*Assignment:*
Scan the entries below and extract each line with the word "title" in it.

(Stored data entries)
========================
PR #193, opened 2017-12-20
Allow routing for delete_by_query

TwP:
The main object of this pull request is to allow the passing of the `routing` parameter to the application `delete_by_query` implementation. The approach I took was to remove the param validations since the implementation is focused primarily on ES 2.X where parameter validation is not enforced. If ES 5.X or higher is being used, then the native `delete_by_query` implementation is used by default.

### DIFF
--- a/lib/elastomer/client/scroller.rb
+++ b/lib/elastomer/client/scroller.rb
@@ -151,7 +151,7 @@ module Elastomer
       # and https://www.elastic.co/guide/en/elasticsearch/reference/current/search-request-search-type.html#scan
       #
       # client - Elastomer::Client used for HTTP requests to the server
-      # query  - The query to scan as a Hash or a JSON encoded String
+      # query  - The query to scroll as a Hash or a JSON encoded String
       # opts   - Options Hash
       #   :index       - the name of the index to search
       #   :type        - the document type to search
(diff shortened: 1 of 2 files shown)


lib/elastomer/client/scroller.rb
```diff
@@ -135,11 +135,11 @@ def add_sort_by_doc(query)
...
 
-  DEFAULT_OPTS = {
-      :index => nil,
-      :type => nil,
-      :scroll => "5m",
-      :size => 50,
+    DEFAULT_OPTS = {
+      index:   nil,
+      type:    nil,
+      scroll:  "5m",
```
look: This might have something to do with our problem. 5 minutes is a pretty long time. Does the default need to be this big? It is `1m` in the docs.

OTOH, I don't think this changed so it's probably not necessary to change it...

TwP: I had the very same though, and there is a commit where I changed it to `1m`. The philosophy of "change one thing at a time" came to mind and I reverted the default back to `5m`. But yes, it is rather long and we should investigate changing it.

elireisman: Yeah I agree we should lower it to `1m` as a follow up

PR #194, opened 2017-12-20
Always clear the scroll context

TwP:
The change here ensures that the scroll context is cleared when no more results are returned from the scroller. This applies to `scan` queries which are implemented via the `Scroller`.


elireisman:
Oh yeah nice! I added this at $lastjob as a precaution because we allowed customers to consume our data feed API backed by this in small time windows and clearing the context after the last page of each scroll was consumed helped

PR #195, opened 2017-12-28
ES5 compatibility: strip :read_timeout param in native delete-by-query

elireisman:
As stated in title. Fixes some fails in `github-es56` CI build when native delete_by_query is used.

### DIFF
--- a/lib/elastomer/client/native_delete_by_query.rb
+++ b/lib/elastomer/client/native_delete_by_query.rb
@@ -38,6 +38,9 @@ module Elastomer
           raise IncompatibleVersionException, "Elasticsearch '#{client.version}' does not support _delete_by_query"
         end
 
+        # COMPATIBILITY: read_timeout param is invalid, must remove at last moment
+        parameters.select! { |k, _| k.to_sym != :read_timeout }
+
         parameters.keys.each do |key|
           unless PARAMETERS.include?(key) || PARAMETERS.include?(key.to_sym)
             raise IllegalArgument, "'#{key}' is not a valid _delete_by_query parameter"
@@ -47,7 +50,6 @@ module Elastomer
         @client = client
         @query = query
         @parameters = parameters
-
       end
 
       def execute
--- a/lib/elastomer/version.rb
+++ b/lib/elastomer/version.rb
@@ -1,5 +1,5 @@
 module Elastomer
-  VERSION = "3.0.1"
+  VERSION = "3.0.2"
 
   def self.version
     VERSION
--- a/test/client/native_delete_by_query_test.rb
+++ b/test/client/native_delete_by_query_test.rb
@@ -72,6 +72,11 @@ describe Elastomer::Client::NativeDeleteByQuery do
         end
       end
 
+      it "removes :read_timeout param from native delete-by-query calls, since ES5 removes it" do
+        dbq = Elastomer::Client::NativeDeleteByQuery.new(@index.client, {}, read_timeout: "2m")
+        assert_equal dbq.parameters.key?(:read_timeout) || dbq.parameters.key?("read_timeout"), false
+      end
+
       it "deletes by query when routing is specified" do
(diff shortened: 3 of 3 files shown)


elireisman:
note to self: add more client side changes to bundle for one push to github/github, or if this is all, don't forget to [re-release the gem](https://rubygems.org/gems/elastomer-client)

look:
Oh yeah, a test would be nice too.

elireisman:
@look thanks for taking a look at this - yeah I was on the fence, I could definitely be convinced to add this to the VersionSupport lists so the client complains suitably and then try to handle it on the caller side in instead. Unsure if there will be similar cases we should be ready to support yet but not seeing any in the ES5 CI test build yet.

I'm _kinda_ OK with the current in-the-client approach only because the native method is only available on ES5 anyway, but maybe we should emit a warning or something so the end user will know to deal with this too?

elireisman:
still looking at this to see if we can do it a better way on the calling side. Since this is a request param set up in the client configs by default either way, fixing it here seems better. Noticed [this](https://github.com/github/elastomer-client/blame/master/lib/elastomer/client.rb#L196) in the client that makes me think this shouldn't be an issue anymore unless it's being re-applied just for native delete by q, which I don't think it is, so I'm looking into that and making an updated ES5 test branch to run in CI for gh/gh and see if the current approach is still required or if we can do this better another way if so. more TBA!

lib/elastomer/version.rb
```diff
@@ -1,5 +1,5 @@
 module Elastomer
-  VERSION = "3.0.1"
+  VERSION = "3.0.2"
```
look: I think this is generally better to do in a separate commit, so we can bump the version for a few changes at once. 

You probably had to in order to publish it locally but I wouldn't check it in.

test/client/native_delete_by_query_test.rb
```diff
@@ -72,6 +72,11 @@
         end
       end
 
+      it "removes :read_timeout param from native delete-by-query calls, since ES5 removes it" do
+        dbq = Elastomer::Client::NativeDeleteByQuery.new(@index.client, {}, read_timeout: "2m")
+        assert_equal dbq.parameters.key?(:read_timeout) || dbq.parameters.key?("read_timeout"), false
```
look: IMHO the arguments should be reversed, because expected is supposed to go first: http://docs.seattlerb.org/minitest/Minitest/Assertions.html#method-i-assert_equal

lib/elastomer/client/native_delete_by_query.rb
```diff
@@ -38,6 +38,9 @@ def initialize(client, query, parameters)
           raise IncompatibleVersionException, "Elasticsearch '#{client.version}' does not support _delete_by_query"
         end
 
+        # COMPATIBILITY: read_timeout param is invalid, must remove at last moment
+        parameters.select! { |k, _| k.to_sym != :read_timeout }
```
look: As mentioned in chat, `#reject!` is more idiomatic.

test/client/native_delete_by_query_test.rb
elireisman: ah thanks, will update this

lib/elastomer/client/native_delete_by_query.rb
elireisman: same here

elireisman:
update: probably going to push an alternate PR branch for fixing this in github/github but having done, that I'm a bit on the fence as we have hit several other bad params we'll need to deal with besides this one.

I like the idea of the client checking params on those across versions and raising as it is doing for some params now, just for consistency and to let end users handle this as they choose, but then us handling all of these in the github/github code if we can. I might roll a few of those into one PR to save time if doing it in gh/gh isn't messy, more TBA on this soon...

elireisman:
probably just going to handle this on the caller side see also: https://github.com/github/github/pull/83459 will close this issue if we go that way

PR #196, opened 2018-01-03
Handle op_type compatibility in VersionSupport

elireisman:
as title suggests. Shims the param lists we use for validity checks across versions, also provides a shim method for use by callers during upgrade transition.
========================
*Answer to this task:*
As stated in title. Fixes some fails in `github-es56` CI build when native delete_by_query is used.
as title suggests. Shims the param lists we use for validity checks across versions, also provides a shim method for use by callers during upgrade transition.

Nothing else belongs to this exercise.